3. One-click start command

# 先安装后端依赖
pip install fastapi uvicorn sentence-transformers faiss-cpu numpy pickle5

# 终端1:启动后端
uvicorn backend:app --host 0.0.0.0 --port 8000

# 新终端2:安装前端依赖
pip install streamlit requests

# 启动前端
streamlit run frontend.py

Open your browser and you can ask questions to the FAQ knowledge base using natural language in the Streamlit interface.

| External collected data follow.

PR #388, opened 2025-10-13
fix: prevent overscrolling on html element

ellie:
This PR fixes the bouncing overscroll behaviour present on macOS

Previous behaviour:

https://github.com/user-attachments/assets/64bc892a-3667-4e21-9d3e-f4fa19e01b9f

I also changed the <title> tag, not that it's displayed anywhere I could find.


CyberTimon:
Amazing - thank you for the fix!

Summary of optimization points

  1. Vectorization Optimization
  • Merge similar questions, categories, and tags intosearch_textfields to enrich semantic information.
  • Prioritize batch encoding and avoid calling each item one by one.
  • If you have a GPU, add it when initializing the modeldevice="cuda"Parameters, the encoding speed can be increased several times.
  1. Search Optimization
  • When the amount of data is less than 100,000,IndexFlatIPBoth simple and precise.
  • When the amount of data is larger, it can be replaced byIndexIVFFlat, sacrificing a small amount of accuracy for faster speed.
  • Setting a reasonable similarity threshold (e.g. 0.3) can effectively filter irrelevant results.
  • Introduce hybrid retrieval when necessary: ​​use semantic similarity and simple exact matching of keywords to improve the recall rate of long-tail questions.
  1. Performance Optimization
  • Local LRU caches embedding vectors and final results of high-frequency queries to avoid repeated calculations.
  • When deploying multiple instances, use Redis as a centralized cache.
  • For production environments, it is recommended to use Uvicorn’s multi-worker mode (for example--workers 4) or paired with Gunicorn to improve concurrency.

From data processing, vectorization, index construction, to retrieval, question answering, and front-end and back-end deployment, this project completely covers the minimum viable product of a semantic question answering system. You can use it as the starting point for corporate FAQ, product consultation, online course Q&A and other scenarios, and then add functions such as intent recognition, multi-round dialogue, and automatic update of the knowledge base according to actual needs to gradually improve it.